▶ [PROBLEM REQUIREMENTS]: Once the line containing "### LINKED ISSUE" has been written out, stop; until then, restate each line of the entries below word for word from the first.

**** SOURCE INFORMATION

PR #1639, opened 2022-01-04
Improve error message creating route links

### LINKED ISSUE #1637: Cleaner Lucky::Action.route errors
In the spirit of recent discussion about simplifying macros and making errors more clear, I started looking back into where we have existing complications. For instance in https://github.com/luckyframework/lucky/pull/1372 we added a new method with a compiler error to help people avoid confusion when using `Lucky::Action.route`. We are still seeing people get confused about it, so I went to see if I could help make it even better. I started looking into moving the method and was about to make a PR with it and decided just to double check, to run the error without the overload to get a screenshot of the default error message and show how my change made it "better". I was totally surprised to find out that the default error was WAY better than what we have.

## The Caveat

The problem is... the better default error message only appears if we remove `Lucky::Action.with`. If it's not taken out, the error message is still confusing.

## Example

This is the line with the error ("foo" shouldn't be there but technically it's duplicated arguments since `no_default` is the first argument)

```crystal
ParamsWithDefaultParamsLast.route("foo", no_default: "Yay!")
```

### Specifying default incorrectly
<details>
<summary>Current</summary>
<br>
Screen Shot 2022-01-03 at 9 56 18 PM
</details>

<details>
<summary>Without custom `Lucky::Action.route` compiler error</summary>
<br>
Screen Shot 2022-01-03 at 9 57 11 PM
</details>

<details>
<summary>Without `Lucky::Action.with`</summary>
<br>
Screen Shot 2022-01-03 at 9 58 25 PM
</details>

There's multiple other ways to trigger a compilation error and all of them are clearly pointing at the correct line instead of within macro code. But are we willing to accept the cost? DUN-DUN-DUUUUN!!!

matthewmcgarvey:
Resolves #1637 

Check out the connected issue for screenshots. Instead of removing `Lucky::Action.with`, I set up the function to require the expected arguments the same way as `Lucky::Action.route` which then calls `route` with them. This means it is not a breaking change.

I did remove the compiler error if you call `Lucky::Action.with` with no arguments. You get an error that doesn't actually point you to where you called it.

### DIFF
--- a/src/lucky/routable.cr
+++ b/src/lucky/routable.cr
@@ -336,23 +336,13 @@ module Lucky::Routable
       {% end %}
       anchor : String? = nil
         ) : Lucky::RouteHelper
+        \{% begin %}
         route(
-          {% for param in path_params %}
-            {% temp = param.gsub(/:/, "").id %}
-            {{ temp }}: {{ temp }},
-          {% end %}
-
-          {% for param in PARAM_DECLARATIONS %}
-            {{ param.var }}: {{ param.var }},
-          {% end %}
-
-          # optional path variables are nilable
-          {% for param in optional_path_params %}
-            {% temp = param.gsub(/^\?:/, "").id %}
-            {{ temp }}: {{ temp }},
-          {% end %}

********

▶ [TASK SOLUTION]:
PR #1639, opened 2022-01-04
Improve error message creating route links

### LINKED ISSUE #1637: Cleaner Lucky::Action.route errors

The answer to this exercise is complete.